Exercise details
Scan the entries that follow for the word "sqlite", then report every line in which it appears.

Collected data entries
= = = =
PR #2813, opened 2023-08-16
i18n: use qt6 dir for translations when building on qt6

charliewolf:
hi, i'm working on updating a qownnotes rpm spec to support qt6 and ran into some issues with this hardcoded path.

### DIFF
--- a/src/main.cpp
+++ b/src/main.cpp
@@ -49,8 +49,13 @@ void loadTranslations(QTranslator *translator, const QString &locale) {
     loadTranslation(translator[5], appPath + "/languages/QOwnNotes_" + locale);
     loadTranslation(translator[6], appPath + "/QOwnNotes_" + locale);
     loadTranslation(translator[7], "../src/languages/QOwnNotes_" + locale);
+#if QT_VERSION >= QT_VERSION_CHECK(6, 0, 0)
+    loadTranslation(translator[8], "../share/qt6/translations/QOwnNotes_" + locale);
+    loadTranslation(translator[9], appPath + "/../share/qt6/translations/QOwnNotes_" + locale);
+#else
     loadTranslation(translator[8], "../share/qt5/translations/QOwnNotes_" + locale);
     loadTranslation(translator[9], appPath + "/../share/qt5/translations/QOwnNotes_" + locale);
+#endif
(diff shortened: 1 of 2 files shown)


src/main.cpp
```diff
@@ -49,8 +49,13 @@ void loadTranslations(QTranslator *translator, const QString &locale) {
     loadTranslation(translator[5], appPath + "/languages/QOwnNotes_" + locale);
     loadTranslation(translator[6], appPath + "/QOwnNotes_" + locale);
     loadTranslation(translator[7], "../src/languages/QOwnNotes_" + locale);
+#if QT_VERSION < QT_VERSION_CHECK(6, 0, 0)
```
pbek, line 52: You'll need a `>=` check here, wouldn't you?

charliewolf: indeed, fixed.

pbek:
Will need changes too:

https://github.com/pbek/QOwnNotes/blob/68c860e109c0e9f99f5541aa48ebec4cc34e3052/src/main.cpp#L62

src/main.cpp
pbek: thank you

charliewolf:
got it, added a check in `loadReleaseTranslations` as well.

pbek:
I tested building on NixOS with Qt 6 and for some reason the `qt6/translations` wasn't even created 🤔 .

charliewolf:
i'm not familiar with nix but this patch worked for me on RHEL 9. did it create the qt5 dir or what did it do?

pbek:
I got it working now. LGTM. Thank you.

pbek:
Hm, seems like a lot of Qt6 builds break...
https://github.com/pbek/QOwnNotes/actions/runs/5887832027

barolo:
> Hm, seems like a lot of Qt6 builds break... https://github.com/pbek/QOwnNotes/actions/runs/5887832027

Hi is support for Qt6  complete now?

pbek:
> Hi is support for Qt6 complete now?

Yes, quite a while ago...

barolo:
> > Hi is support for Qt6 complete now?
> 
> Yes, quite a while ago...

Oh. Would you have some time to update ebuilds then?

PR #2850, opened 2023-09-16
Resolve QA notice from bug #2821

FireUnderTheMountain:
Update xdg icon cache during install/uninstall to silence notification during install.


FireUnderTheMountain:
One moment.

FireUnderTheMountain:
Ok, cleared for acceptance :)

Experienced mystery 'command not found' in the middle of 12 other successful compiles, but can't reproduce.

pbek:
Thank you 😁

Issue #2847, opened 2023-09-15
[BUG] qownnotes-23.9.4 build on gentoo fails due to lack of QT concurrent module


erfanara:
Hi, 

installing app-office/qownnotes-23.9.4 fails:

`emerge --ask app-office/qownnotes` leads to:
```
 * Running qmake ...
Info: creating stash file /var/tmp/portage/app-office/qownnotes-23.9.4/work/qownnotes-23.9.4/.qmake.stash
Project MESSAGE: Currently in RELEASE mode.
Project ERROR: Unknown module(s) in QT: concurrent                                                                                                                    [ !! ]
```

problem can be fixed by installing `dev-qt/qtconcurrent:5`

I would be happy to help you in fixing and testing ebuilds, should i open a PR?

pbek:
Is this maybe related to #2821.
@catthou, @werdnab, can you also reproduce this issue?

catthou:
I've got concurrency installed for something else and 23.9.4 installed and runs good. I don't dare to uninstall it because QT is very fickle on gentoo!

FireUnderTheMountain:
The suggested package, `dev-qt/qtconcurrent:5`, is probably required... @erfanara, were you able to install any prior version of QOwnNotes? Just curious, because I don't see a recent commit that would add this as a dependency.

@pbek - Is the ebuild is supposed to be maintained for all release versions, or out-of-the-box should it only "support" the most recent stable release? I don't really want to add a new global dependency if it's only needed for specific versions. Usually gentoo ebuilds have their version number in the ebuild name so you can isolate differences between versions, example: `qownnotes-23.9.4.ebuild`. On the other hand, if the ebuild is meant to only install the most recent release, then it could be added as a dependency without concern.

Note for Qt6, there is no `dev-qt/qtconcurrent` package, it looks like a module is built using the `concurrent` useflag in `dev-qt/qtbase` - though I'm not entirely familiar with Qt to be exactly sure.

erfanara:
Well actually i tried to install QOwnNotes on a minimal fresh gentoo and i got that error, 
i just tried out some older versions like 23.9.1 and the issue persists.

`src/QOwnNotes.pro` shows QT dependency modules needed to compile the project i guess:
```
QT       += core gui widgets sql svg network xml printsupport qml websockets concurrent
```
Looking at the git blame shows that this line is 3 years old 😅,
So i think the concurrent module can be installed as a dependency even on old ebuilds.

[...]

PR #2857, opened 2023-09-22
#2847: Require qtconcurrent for Qt5

FireUnderTheMountain:
The need for qtconcurrent predates all versions available in the gentoo overlay, so you don't need to push a new release version just for this: I'll go in and submit a PR to that repo to fix those.


pbek:
Thank you!

PR #2878, opened 2023-10-12
fakevim: fix build with qt 6.6.0

NickCao:
Reference: https://github.com/qt-creator/qt-creator/commit/e56e3b6f374e00179eb0537198437864dddc47f2


pbek:
They needed to move the method? 😁

NickCao:
Just to move it below the definition of `class FakeVimHandler::Private`

pbek:
Thank you!

Issue #2520, opened 2022-04-25
Note List Tree Expansion Persistency


offset-torque:
Firstly thanks for this gem of application. I have tried many applications like Joplin and Obsidian but always came back to QOwnNotes for its features.

**Context**
I am using `Note List` as `Note Tree`.
I have a modest number of folders containing notes and some of them are always in an expanded state because I continously update notes in that folders.

**Current behaviour**
Whenever I delete a file from a folder or add a file to a folder, `Note Tree` collapses.
I am not sure if this is a bug (probably, because some folders are unaffected) or intended behavior (I hope not) but this should never happen. After adding a note, I have to click around 5-10 folders to expand them again. Then when I add another note, same thing again. Delete a note, more clicks etc.

I don't have a big knowledge base and even now it is tedious to re-expand all folders again and again. With more complex folder structures, this behavior would definitely render the application unusable. Expanding 50-100 folders each time you add/delete a note is very bad user experience and a deal breaker for this type of application.

![qownnotes](https://user-images.githubusercontent.com/84420582/165051447-cea7d56e-58de-4510-8010-9e8992a251f5.png)

**Expected behaviour**
Note tree folders should always keep their collapsed/expanded state whatever happens (for example as in **Obsidian**).

**Alternative solution**
If keeping track of expanded state of folders is **impossible/too much work** then QOwnNotes should at least give the user an option like **`Keep tree notes always expanded`** so all the levels are visible all the time. Although not optimal, this is better than the Sisyphus re-clicking alternative.

pbek:
I guess you are talking about #790, which is still "work in progress" (like the setting in the settings dialog says) 😁 
I guess it's best to deposit your wishes there...

But since there is no persistence of folder information, because all note sub-folders are just folders in the file-system the collapsed-state of the tree items will most likely also never be persisted... 😅 

> Firstly thanks for this gem of application.

Thank you 😉

offset-torque:
I found this exactly same issue in https://github.com/pbek/QOwnNotes/issues/790 as CLOSED:
[Prevent note list panel from collapsing after file name change](https://github.com/pbek/QOwnNotes/issues/2181)

> But since there is no persistence of folder information, because all note sub-folders are just folders in the file-system the collapsed-state of the tree items will most likely also never be persisted...

I understand implementing this is a big effort if there is no persistence structure currently. 

In this case it seems my alternative suggestion is the best workaround: 

[...]

Issue #2204, opened 2021-08-13
[I] moving a note closes folder in folder view


knodalyte:
#### Expected behaviour

If I select a note in the folder view and use the context menu to move the note to another folder, the original folder in the folder view should remail open.

This happens on other folder/note context operations, like Remove note.

#### Actual behaviour

folder is closed after moving a note to another folder

#### Steps to reproduce

open a subfolder in the folder tree
select a note and right click to open context menu
select move to folder and select a folder

#### Relevant log output in the Log panel

<details><summary>Expand</summary>

```

```
</details>

#### Information about the application, settings and environment

<details><summary>Expand</summary>

QOwnNotes Debug Information
===========================

## General Info

**Current Date**: `Fri Aug 13 12:03:29 2021`
**Version**: `21.8.3`
**Build date**: `Aug 12 2021`
**Build number**: `867`
**Platform**: `linux`
**Operating System**: `SparkyLinux 6 (Po-Tolo)`
**Build architecture**: `x86_64`
**Current architecture**: `x86_64`
**Release**: `OBS`
**Qt Version (build)**: `5.11.3`
**Qt Version (runtime)**: `5.15.2`
**Portable mode**: `no`
**Settings path / key**: `/home/cba/.config/PBE/QOwnNotes.conf`
**Application database path**: `/home/cba/.local/share/PBE/QOwnNotes/QOwnNotes.sqlite`
**Application arguments**: `/usr/bin/QOwnNotes`
**Qt Debug**: `0`
**Locale (system)**: `en_US`
**Locale (interface)**: *empty*
**Primary screen resolution**: `1920x1080`
**Screen resolution(s)**: `1920x1080, 1920x1080`
**Icon theme**: `breeze-dark-qownnotes`
**Notes in current note folder**: `191`
**Calendar items**: `0`
**Enabled scripts**: `7`

## Server Info

**serverUrl**: `https://cloud01.opsdata.ch`
**appIsValid**: `no`
**notesPathExists**: *empty*
**connectionErrorMessage**: *empty*

## Spellchecking

**Enabled**: `true`
**Selected language**: `en_US`
**Language codes**: `en_US`
**Language names**: `American English (United States)`
**Application dictionaries path**: `/home/cba/.local/share/PBE/QOwnNotes/dicts`

## Note folders

**currentNoteFolderId**: `13`

### Note folder `pkb`

**id**: `2`
**isCurrent**: `no`
**activeTagId**: `-1`
[...]

Issue #2181, opened 2021-07-06
[F] Prevent note list panel from collapsing after file name change


peterschussheim:
#### Expected behaviour

Ideally, this wouldn't show to the user.  I'd be happy to fix this provided you are OK with the changes and also with a bit of guidance from yourself on the source files relevant.

#### Actual behaviour

The left note list panel collapses when I update the file name of an open document (note that there is a timeout before QOwnNotes saves the file).

![1tD258GyQz](https://user-images.githubusercontent.com/3654683/124655153-77582900-de6d-11eb-9858-d0c49c905fc8.gif)

#### Steps to reproduce

1) enable "Note List" under Window->Panels
2) expand a folder
3) create new note
4) change default note title

#### Relevant log output in the Log panel

<details><summary>Expand</summary>

```

```
</details>

#### Information about the application, settings and environment

<details><summary>Expand</summary>

QOwnNotes Debug Information
===========================

## General Info

**Current Date**: `Tue Jul 6 15:17:20 2021`
**Version**: `21.7.3`
**Build date**: `Jul  5 2021`
**Build number**: `852`
**Platform**: `windows`
**Operating System**: `Windows 10 Version 2009`
**Build architecture**: `x86_64`
**Current architecture**: `x86_64`
**Release**: `GitHub Actions`
**Qt Version (build)**: `5.15.2`
**Qt Version (runtime)**: `5.15.2`
**Portable mode**: `no`
**Settings path / key**: `\HKEY_CURRENT_USER\Software\PBE\QOwnNotes`
**Application database path**: `C:\Users\peter\AppData\Roaming\PBE\QOwnNotes\QOwnNotes.sqlite`
**Application arguments**: `C:\Users\peter\QOwnNotes\QOwnNotes.exe`, `--after-update`, `C:\Users\peter\AppData\Local\Temp\QOwnNotes-KKHDDe-updater.bat`
**Qt Debug**: `0`
**Locale (system)**: `en_US`
**Locale (interface)**: *empty*
**Primary screen resolution**: `1920x1080`
**Icon theme**: `breeze-qownnotes`
**Notes in current note folder**: `79`
**Calendar items**: `0`
**Enabled scripts**: `5`

## Server Info

**serverUrl**: *empty*
**appIsValid**: `yes`
**notesPathExists**: *empty*
**serverVersion**: *empty*
**appVersion**: *empty*

## Spellchecking

**Enabled**: `true`
**Selected language**: `en_US`
[...]

PR #2928, opened 2023-12-20
bugfix: save collapse-state for note tree

### LINKED ISSUE #2924: [BUG] Notes list view resets when changing note name
Hi! This app is really good, I just noticed one problem that occurs ofter: when I change the name of a note (by editing the first line), and then save it, the note list panel resets. What I mean is that it scrolls to the top, and categories collapse/uncollapse randomly. This makes it hard to keep track of where I am. I'm using the experimental feature.

#### Output from the debug section in the settings dialog

<details><summary>Expand</summary>

</details>

#### Relevant log output in the Log panel

<details><summary>Expand</summary>

</details>

discapes:
Part of the feature #790 
Fixes #2924, #2520, #2204 and #2181
Woah, four in one!

### DIFF
--- a/src/mainwindow.cpp
+++ b/src/mainwindow.cpp
@@ -2123,6 +2123,8 @@ void MainWindow::loadNoteDirectoryList() {
 
         ui->noteSubFolderTreeWidget->buildTreeForParentItem(noteFolderItem);
         noteFolderItem->setExpanded(true);
+        connect(ui->noteTreeWidget, &QTreeWidget::itemExpanded, ui->noteSubFolderTreeWidget, &NoteSubFolderTree::onItemExpanded);
+        connect(ui->noteTreeWidget, &QTreeWidget::itemCollapsed, ui->noteSubFolderTreeWidget, &NoteSubFolderTree::onItemExpanded);
 
         itemCount = Note::countAll();
     } else {
--- a/src/mainwindow.cpp
+++ b/src/mainwindow.cpp
@@ -506,6 +506,8 @@ void MainWindow::initTreeWidgets() {
             &MainWindow::onMultipleSubfoldersSelected);
     connect(ui->noteSubFolderTreeWidget, &NoteSubFolderTree::currentSubFolderChanged, this,
             &MainWindow::onCurrentSubFolderChanged);
+    connect(ui->noteTreeWidget, &QTreeWidget::itemExpanded, ui->noteSubFolderTreeWidget, &NoteSubFolderTree::onItemExpanded);
+    connect(ui->noteTreeWidget, &QTreeWidget::itemCollapsed, ui->noteSubFolderTreeWidget, &NoteSubFolderTree::onItemExpanded);
 }
 
 void MainWindow::initNotePreviewAndTextEdits() {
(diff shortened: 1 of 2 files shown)


src/widgets/notesubfoldertree.h
```diff
@@ -21,8 +21,9 @@ class NoteSubFolderTree : public QTreeWidget {
 
     static QMenu *contextMenu(QTreeWidget *parent);
 
-   private Q_SLOTS:
```
pbek, line 24: What's the reason for this change?

pbek: I mean it not being a slot anymore...

discapes: I just needed to make it public, and I wasn't sure if it's also required to be a slot, or how to do it.

src/mainwindow.cpp
```diff
@@ -2123,6 +2123,8 @@ void MainWindow::loadNoteDirectoryList() {
 
         ui->noteSubFolderTreeWidget->buildTreeForParentItem(noteFolderItem);
         noteFolderItem->setExpanded(true);
+        connect(ui->noteTreeWidget, &QTreeWidget::itemExpanded, ui->noteSubFolderTreeWidget, &NoteSubFolderTree::onItemExpanded);
```
pbek, line 2126: Since `loadNoteDirectoryList()` is called quite often, aren't those `connect` statements executed multiple times too?

discapes: Yeah they should probably be moved someplace better. But I'm wondering why in the firstplace is the note list used for the tree, and not the directory view. Then no extra connect calls would be needed.

pbek: It doesn't even make sense to me that the NoteSubFolderTree is involved at all, the notes are also added to the NoteSubFolderTree now. I suspect that might be a big regression from a pull request from two years ago that moved lots of stuff around.

pbek: > the notes are also added to the NoteSubFolderTree now

Ok, the note sub-folder tree is disabled when I restart the application. Still strange.

pbek: > But I'm wondering why in the firstplace is the note list used for the tree, and not the directory view.

Because the directory view lacks far more interaction for making notes work there than the notetree widget.

src/widgets/notesubfoldertree.h
discapes: Yeah it has to be public in order to be accessed in the connect() call.

discapes: Okay, I made them slots in the latest commit.

src/mainwindow.cpp
discapes: > Because the directory view lacks far more interaction for making notes work there than the notetree widget.
Got it. I guess NoteSubFolderTree is involved because the `buildTreeForParentItem` method was found useful. It confused me at first since it's getting called on an item that's not a part of the NoteSubFolderTree, and I'm surprised it works. But that's fine. Anyway, I moved the connect() calls to a better place in the last commit.

src/mainwindow.cpp
```diff
@@ -506,6 +506,8 @@ void MainWindow::initTreeWidgets() {
             &MainWindow::onMultipleSubfoldersSelected);
     connect(ui->noteSubFolderTreeWidget, &NoteSubFolderTree::currentSubFolderChanged, this,
             &MainWindow::onCurrentSubFolderChanged);
+    connect(ui->noteTreeWidget, &QTreeWidget::itemExpanded, ui->noteSubFolderTreeWidget, &NoteSubFolderTree::onItemExpanded);
```
pbek, line 509: This only should be done in the experimental note tree mode!

src/mainwindow.cpp
pbek: I think a lot got mixed up in the "cleanup contribution" two years ago...

src/mainwindow.cpp
discapes: I'm not sure the notelist can be expanded if not in experimental note tree mode?

pbek: No, the note list is a list by default.

pbek: > This only should be done in the experimental note tree mode!

Do you want to add the check? There is a method for it.

discapes: Done !

pbek: Thank you!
= = = =
Answer space
**Application database path**: `/home/cba/.local/share/PBE/QOwnNotes/QOwnNotes.sqlite`
**Application database path**: `C:\Users\peter\AppData\Roaming\PBE\QOwnNotes\QOwnNotes.sqlite`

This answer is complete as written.